Glaciers present a complicated tale

by David B. Williams
Thursday, January 5, 2012

Going, going, gone. That’s the popular view of the fate of glaciers in the American West because of climate change. But that may not be quite true. Glaciers throughout the region are shrinking, but not at the same rates. Some are actually advancing, and others have shown relatively little retreat since the 1970s. New research shows that the retreat story is not just about temperature, but ultimately about the connections between temperature, topography, precipitation and location.

This better understanding of the variables influencing how glaciers respond to climate change comes from a comprehensive study of the United States' glaciers, not including those in Alaska, presented by Andrew Fountain, a glaciologist at Portland State University in Oregon, at the annual meeting of the American Geophysical Union in San Francisco, Calif. Fountain and his colleagues surveyed 8,303 glaciers from the Rockies to the West Coast. To identify those glaciers, Fountain and his colleagues analyzed snow and ice features depicted on U.S. Geological Survey topographic maps. To separate true glaciers from perennial snow and ice, they filtered the data for glacial mechanics, or evidence of motion.
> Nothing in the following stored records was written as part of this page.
PR #316, opened 2017-09-08
Node label selector CLI docs

sjberman:
Problem: Missing documentation for the new CLI option that allows for specifying a node label
for the controller to watch for.

Solution: Added the CLI description to the README.

### DIFF
--- a/docs/README.rst
+++ b/docs/README.rst
@@ -64,85 +64,93 @@ Controller Configuration Parameters
 -----------------------------------
 The configuration parameters below are global to the |kctlr|.
 
-+--------------------+---------+----------+-------------+-----------------------------------------+----------------+
-| Parameter          | Type    | Required | Default     | Description                             | Allowed Values |
-+====================+=========+==========+=============+=========================================+================+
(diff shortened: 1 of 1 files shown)


amudukutore:
@sjberman - are there going to be some changes to the solution docs to explain when and why a user may want to use this option?

docs/README.rst
```diff
@@ -59,86 +59,94 @@ Controller Configuration Parameters
...
+|                     |         |          |             |                                         |                |
+|                     |         |          |             | Only applicable in the OpenShift        |                |
+|                     |         |          |             | environment.                            |                |
++---------------------+---------+----------+-------------+-----------------------------------------+----------------+
 
+.. note::
+
+  Use the ``node-label-selector`` parameter if you only want the controller to manage specific nodes from the cluster.
+  For example, the BIG-IP device may not be able to reach certain nodes, or the BIG-IP device already manages certain
+  nodes. Therefore, the controller should only watch the nodes outside of these contexts (by using a label).
```
f5yacobucci: I think this might be a little clearer for the last sentence:

Therefore, the controller should only watch the nodes that match the environmental constraints (by using a label).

More than 3,000 of the study’s glaciers are in Washington state, covering 450 square kilometers and accounting for 65 percent of all glaciers in the 48 continental states based on area. In addition to having the most glaciers, Washington also illustrates the complexity of glacial response. Its glaciers have generally had the lowest percentage of ice shrinkage since 1900. For example, the glaciers on Mount Rainier and Mount Baker, the two areas with the greatest number and size of glaciers, have experienced a 24 percent and 25 percent loss in area, respectively. In Montana, however, glaciers have lost 66 percent of their area. In California, glaciers lost 52 percent. “I was surprised by the variability,” Fountain says.

He attributes the differences to local topography, a factor he did not initially appreciate. Of all the glacier-veiled mountains, Mount Baker, at 3,285 meters tall, and Mount Rainier, at 4,392 meters tall, are two of the tallest mountains Fountain studied, and this made the difference, Fountain says. In general, he notes, global warming means that mountains in the American Northwest receive more rain and less snow for the same amount of precipitation. But his research has shown that on Mount Rainier and Mount Baker, enough snow is still falling at the very highest elevations to compensate for melting at lower elevations. In addition, rock falloff from the relatively weak volcanoes covers and protects the glaciers. California and Montana’s glacial-clad mountains are generally not as tall as these two, and they have less magma-generated heat to weaken them, so less rock breaks up and falls on the glaciers.

Fountain says that there is a slim silver lining to glacial retreat: More water becomes available to ecosystems. Although this may be good in the short run, he adds, in the long run, it wreaks havoc on plants and animals because when those glaciers are gone there will be an abrupt loss of water, with subsequent consequences.

“This study puts some hard data behind many ideas discussed in the glacial community,” says Erin Pettit, a glaciologist at the University of Alaska at Fairbanks. She notes that many studies have looked at how temperature change affects the snow pack and water resources, but few have focused as thoroughly on glaciers. Fountain’s study “connects larger spatial patterns and really helps to show why some glaciers are retreating and some advancing,” Pettit says. “The story is not just about climate change.”